• **Input material**
PR #7001, opened 2022-09-01
Do not use `gen4`-metadata methods in `datalad metadata`-command

### LINKED ISSUE #7000: `datalad metadata` fails with `metadata(impossible): <path> (('dataset', 'file')) [Dataset at <path> does not contain gen4 metadata]`
### What is the problem?

If a newer version of datalad-metalad is installed, i.e. >= 0.3.0, the legacy command `datalad metadata` will fail after reporting all existing legacy metadata, if no `gen4`-metadata, i.e. metadata created by `datalad-metalad>=0.3.0`,  is found in the dataset. The error will show a message like this: ` [Dataset at <path> does not contain gen4 metadata]`.

This is an error because the legacy commands should only care about legacy metadata.

```
> pip install datalad>=0.17.0
> pip install datalad-metalad>=0.3.0
> dataset create -c text2git t2
> cd t2
> echo "some content" >file1.txt
> datalad save -m "add content"
> datalad configuration set datalad.metadata.nativetype=datalad_core
> datalad aggregate-metadata
> datalad metadata
```

### DataLad information

The error occurs with datalad version 0.17,0 and higher.
The error only occurs if datalad-metalad >= 0.3.0 is installed as well.

christian-monch:
Fixes #7000 

This PR fixes issue #7000. It restricts legacy metadata code that implents `datalad metadata` to only use legacy metadata query methods.

#### 🐛 Bug Fixes
- Do not process gen4-metadata in `datalad metadata` command ... Fixes #7000

### DIFF
--- a/datalad/metadata/metadata.py
+++ b/datalad/metadata/metadata.py
@@ -1124,13 +1124,19 @@ def gen4_query_aggregated_metadata(reporton: str,
                     }
                 }
         except NoMetadataStoreFound:
+            if len(matching_types) == 2:
+                matching_type = "all"
+            elif len(matching_types) == 0:
+                matching_type = "none"
+            else:
+                matching_type = matching_types[0]
             yield {
                 **kwargs,
                 'path': str(ds.pathobj / relative_path),
                 'status': 'impossible',
                 'message': f'Dataset at {ds.pathobj} does not contain gen4 '
                            f'metadata',
-                'type': matching_types
+                'type': matching_type
             }
 
     return None
--- a/datalad/metadata/metadata.py
+++ b/datalad/metadata/metadata.py
@@ -1124,6 +1124,7 @@ def gen4_query_aggregated_metadata(reporton: str,
                     }
                 }
         except NoMetadataStoreFound:
+            lgr.warning(f"Found no gen4-metadata in dataset {dataset.pathobj}.")
             if len(matching_types) == 2:
                 matching_type = "all"
             elif len(matching_types) == 0:
--- a/datalad/metadata/metadata.py
+++ b/datalad/metadata/metadata.py
@@ -1142,7 +1142,7 @@ def query_aggregated_metadata(reporton: str,
                               recursive: bool = False,
                               metadata_source: Optional[str] = None,
                               **kwargs):
-    """Query legacy and NG-metadata stored in a dataset or its metadata store
+    """Query legacy and gen4-metadata stored in a dataset or its metadata store
 
     Parameters
     ----------
--- a/datalad/metadata/metadata.py
+++ b/datalad/metadata/metadata.py
@@ -347,7 +347,7 @@ def legacy_query_aggregated_metadata(reporton, ds, aps, recursive=False,
 def _query_aggregated_metadata_singlepath(
         ds, agginfos, agg_base_path, qap, reporton, cache, dsmeta,
         contentinfo_objloc):
-    """This is the workhorse of query_aggregated_metadata() for querying for a
+    """This is the workhorse of legacy_query_aggregated_metadata() for querying for a
     single path"""
     rpath = qap['rpath']
     containing_ds = qap['metaprovider']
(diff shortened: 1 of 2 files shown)


yarikoptic:
eh, I wish you have finished this PR @christian-monch ... Trying to make datalad-neuroimaging sane again I spent time solving this issue , and differently and IMHO suboptimally (I just was disabling `status="impossible"` bu default) :-/   Are you planing to finish this PR?

yarikoptic:
FTR: checked -- actually it is not solving it for neuroimaging . Since it is done here at the level of `metadata` command and not `query_aggregate_metadata` where IMHO it should be done -- tests in neuroimaging would still get the "impossible" record.

christian-monch:
@yarikoptic sorry for the delay. Will finish it now

christian-monch:
@yarikoptic  I added a test. looking into moving it into  `query_aggregate_metadata` now

christian-monch:
> FTR: checked -- actually it is not solving it for neuroimaging . Since it is done here at the level of `metadata` command and not `query_aggregate_metadata` where IMHO it should be done -- tests in neuroimaging would still get the "impossible" record.

But it is actually done in `query_aggregated_metadata`, more precisely in `gen4_query_aggregated_metadata`, which is called by `query_aggregated_metadata`. What did I get wrong?

christian-monch:
> FTR: checked -- actually it is not solving it for neuroimaging . Since it is done here at the level of `metadata` command and not `query_aggregate_metadata` where IMHO it should be done -- tests in neuroimaging would still get the "impossible" record.

I think the change should remain at the level of `metadata` because `metadata` is meant to be used with "legacy" metadata. When it was introduced gen4 metadata was not around and I think the limitation to "legacy" metadata should remain to keep the initial semantics.

Having said that, the default for the `metadata_source` parameter in `query_aggregated_metadata` should probably change. Since `query_aggregated_metadata` receives the metadata stores that it should search explicitly, It should yield an impossible-result when gen4-metadata is defined as `metadata_source` but does not exist. The thing is that the current default for `metadata_source` specifies querying both, "legacy" and "gen4" metadata. That changes the semantics of a call to `query_aggregated_metadata` that does not provide the `metadata_source` argument. I will change the default to only search in "legacy" metadata. After this change, existing code that does not specify the new argument `metadata_source`should behave properly.

changelog.d/pr-7001.md
```diff
@@ -0,0 +1,5 @@
+### Internal
+
+- Do not use `gen4`-metadata methods in `datalad metadata`-command.  [PR
+  #7001](https://github.com/datalad/datalad/pull/7001) (by
+  [@christian-monch](https://github.com/christian-monch))
```
yarikoptic, line 5: dewarp somewhat - fix is coming

```suggestion
- Do not use `gen4`-metadata methods in `datalad metadata`-command.
  [PR #7001](https://github.com/datalad/datalad/pull/7001) (by
  [@christian-monch](https://github.com/christian-monch))
```

datalad/metadata/search.py
```diff
@@ -1316,14 +1316,15 @@ class Search(Interface):
             for debugging purposes."""),
         metadata_source=Parameter(
             args=('--metadata-source',),
-            choices=('legacy', 'gen4'),
-            default=None,
+            choices=('legacy', 'gen4', 'all'),
+            default='legacy',
```
yarikoptic, line 1320: I believe duplication is not needed since we have it in the function signature
```suggestion
```

yarikoptic (approved):
In this PR you are suggesting to revert back `query_aggregated_metadata` to 
- replace `None` with `"all"`
- make "legacy" to be default for that function **and** `search`
As a result, `query_aggregated_metadata`, `metadata` and `search` would now not error out while encountering datasets only with legacy metadata.  Since it "fits my use-case" of immediate need to test datalad-neuroimaging, which I checked would pass now, I marked it as "approve".

**But** ideally I think it should have been more of a "any" instead of "all" which was added, and then sensing for any (legacy or gen4) was done or if indeed all are impossible, yield an impossible rec?

PS I will accept my suggestion on fixing warping of changelog entry to expedite

yarikoptic-gitmate:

• **Work task**
Copy all the records exactly so that no character differs from the source.

• **Solution to the problem**
PR #7001, opened 2022-09-01
Do not use `gen4`-metadata methods in `datalad metadata`-command

### LINKED ISSUE #7000: `datalad metadata` fails with `metadata(impossible): <path> (('dataset', 'file')) [Dataset at <path> does not contain gen4 metadata]`
### What is the problem?

If a newer version of datalad-metalad is installed, i.e. >= 0.3.0, the legacy command `datalad metadata` will fail after reporting all existing legacy metadata, if no `gen4`-metadata, i.e. metadata created by `datalad-metalad>=0.3.0`,  is found in the dataset. The error will show a message like this: ` [Dataset at <path> does not contain gen4 metadata]`.

This is an error because the legacy commands should only care about legacy metadata.

```
> pip install datalad>=0.17.0
> pip install datalad-metalad>=0.3.0
> dataset create -c text2git t2
> cd t2
> echo "some content" >file1.txt
> datalad save -m "add content"
> datalad configuration set datalad.metadata.nativetype=datalad_core
> datalad aggregate-metadata
> datalad metadata
```

### DataLad information

The error occurs with datalad version 0.17,0 and higher.
The error only occurs if datalad-metalad >= 0.3.0 is installed as well.

christian-monch:
Fixes #7000 

This PR fixes issue #7000. It restricts legacy metadata code that implents `datalad metadata` to only use legacy metadata query methods.

#### 🐛 Bug Fixes
- Do not process gen4-metadata in `datalad metadata` command ... Fixes #7000

### DIFF
--- a/datalad/metadata/metadata.py
+++ b/datalad/metadata/metadata.py
@@ -1124,13 +1124,19 @@ def gen4_query_aggregated_metadata(reporton: str,
                     }
                 }
         except NoMetadataStoreFound:
+            if len(matching_types) == 2:
+                matching_type = "all"
+            elif len(matching_types) == 0:
+                matching_type = "none"
+            else:
+                matching_type = matching_types[0]
             yield {
                 **kwargs,
                 'path': str(ds.pathobj / relative_path),
                 'status': 'impossible',
                 'message': f'Dataset at {ds.pathobj} does not contain gen4 '
                            f'metadata',
-                'type': matching_types
+                'type': matching_type
             }
 
     return None
--- a/datalad/metadata/metadata.py
+++ b/datalad/metadata/metadata.py
@@ -1124,6 +1124,7 @@ def gen4_query_aggregated_metadata(reporton: str,
                     }
                 }
         except NoMetadataStoreFound:
+            lgr.warning(f"Found no gen4-metadata in dataset {dataset.pathobj}.")
             if len(matching_types) == 2:
                 matching_type = "all"
             elif len(matching_types) == 0:
--- a/datalad/metadata/metadata.py
+++ b/datalad/metadata/metadata.py
@@ -1142,7 +1142,7 @@ def query_aggregated_metadata(reporton: str,
                               recursive: bool = False,
                               metadata_source: Optional[str] = None,
                               **kwargs):
-    """Query legacy and NG-metadata stored in a dataset or its metadata store
+    """Query legacy and gen4-metadata stored in a dataset or its metadata store
 
     Parameters
     ----------
--- a/datalad/metadata/metadata.py
+++ b/datalad/metadata/metadata.py
@@ -347,7 +347,7 @@ def legacy_query_aggregated_metadata(reporton, ds, aps, recursive=False,
 def _query_aggregated_metadata_singlepath(
         ds, agginfos, agg_base_path, qap, reporton, cache, dsmeta,
         contentinfo_objloc):
-    """This is the workhorse of query_aggregated_metadata() for querying for a
+    """This is the workhorse of legacy_query_aggregated_metadata() for querying for a
     single path"""
     rpath = qap['rpath']
     containing_ds = qap['metaprovider']
(diff shortened: 1 of 2 files shown)


yarikoptic:
eh, I wish you have finished this PR @christian-monch ... Trying to make datalad-neuroimaging sane again I spent time solving this issue , and differently and IMHO suboptimally (I just was disabling `status="impossible"` bu default) :-/   Are you planing to finish this PR?

yarikoptic:
FTR: checked -- actually it is not solving it for neuroimaging . Since it is done here at the level of `metadata` command and not `query_aggregate_metadata` where IMHO it should be done -- tests in neuroimaging would still get the "impossible" record.

christian-monch:
@yarikoptic sorry for the delay. Will finish it now

christian-monch:
@yarikoptic  I added a test. looking into moving it into  `query_aggregate_metadata` now

christian-monch:
> FTR: checked -- actually it is not solving it for neuroimaging . Since it is done here at the level of `metadata` command and not `query_aggregate_metadata` where IMHO it should be done -- tests in neuroimaging would still get the "impossible" record.

But it is actually done in `query_aggregated_metadata`, more precisely in `gen4_query_aggregated_metadata`, which is called by `query_aggregated_metadata`. What did I get wrong?

christian-monch:
> FTR: checked -- actually it is not solving it for neuroimaging . Since it is done here at the level of `metadata` command and not `query_aggregate_metadata` where IMHO it should be done -- tests in neuroimaging would still get the "impossible" record.

I think the change should remain at the level of `metadata` because `metadata` is meant to be used with "legacy" metadata. When it was introduced gen4 metadata was not around and I think the limitation to "legacy" metadata should remain to keep the initial semantics.

Having said that, the default for the `metadata_source` parameter in `query_aggregated_metadata` should probably change. Since `query_aggregated_metadata` receives the metadata stores that it should search explicitly, It should yield an impossible-result when gen4-metadata is defined as `metadata_source` but does not exist. The thing is that the current default for `metadata_source` specifies querying both, "legacy" and "gen4" metadata. That changes the semantics of a call to `query_aggregated_metadata` that does not provide the `metadata_source` argument. I will change the default to only search in "legacy" metadata. After this change, existing code that does not specify the new argument `metadata_source`should behave properly.

changelog.d/pr-7001.md
```diff
@@ -0,0 +1,5 @@
+### Internal
+
+- Do not use `gen4`-metadata methods in `datalad metadata`-command.  [PR
+  #7001](https://github.com/datalad/datalad/pull/7001) (by
+  [@christian-monch](https://github.com/christian-monch))
```
yarikoptic, line 5: dewarp somewhat - fix is coming

```suggestion
- Do not use `gen4`-metadata methods in `datalad metadata`-command.
  [PR #7001](https://github.com/datalad/datalad/pull/7001) (by
  [@christian-monch](https://github.com/christian-monch))
```

datalad/metadata/search.py
```diff
@@ -1316,14 +1316,15 @@ class Search(Interface):
             for debugging purposes."""),
         metadata_source=Parameter(
             args=('--metadata-source',),
-            choices=('legacy', 'gen4'),
-            default=None,
+            choices=('legacy', 'gen4', 'all'),
+            default='legacy',
```
yarikoptic, line 1320: I believe duplication is not needed since we have it in the function signature
```suggestion
```

yarikoptic (approved):
In this PR you are suggesting to revert back `query_aggregated_metadata` to 
- replace `None` with `"all"`
- make "legacy" to be default for that function **and** `search`
As a result, `query_aggregated_metadata`, `metadata` and `search` would now not error out while encountering datasets only with legacy metadata.  Since it "fits my use-case" of immediate need to test datalad-neuroimaging, which I checked would pass now, I marked it as "approve".

**But** ideally I think it should have been more of a "any" instead of "all" which was added, and then sensing for any (legacy or gen4) was done or if indeed all are impossible, yield an impossible rec?

PS I will accept my suggestion on fixing warping of changelog entry to expedite

yarikoptic-gitmate:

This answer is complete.